PR #346, opened 2026-08-05
Added macro crud endpoints and UI for macros

chetanbarakki:
## Description

- Added REST endpoints (GET, POST, PUT, DELETE /api/v1/macros) protected by graph validation and dependency safety checks (blocking deletion if a macro is actively used).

···

Extract the data exactly as given.

• Reply to the exercise
PR #346, opened 2026-08-05
Added macro crud endpoints and UI for macros

chetanbarakki:
## Description

- Added REST endpoints (GET, POST, PUT, DELETE /api/v1/macros) protected by graph validation and dependency safety checks (blocking deletion if a macro is actively used).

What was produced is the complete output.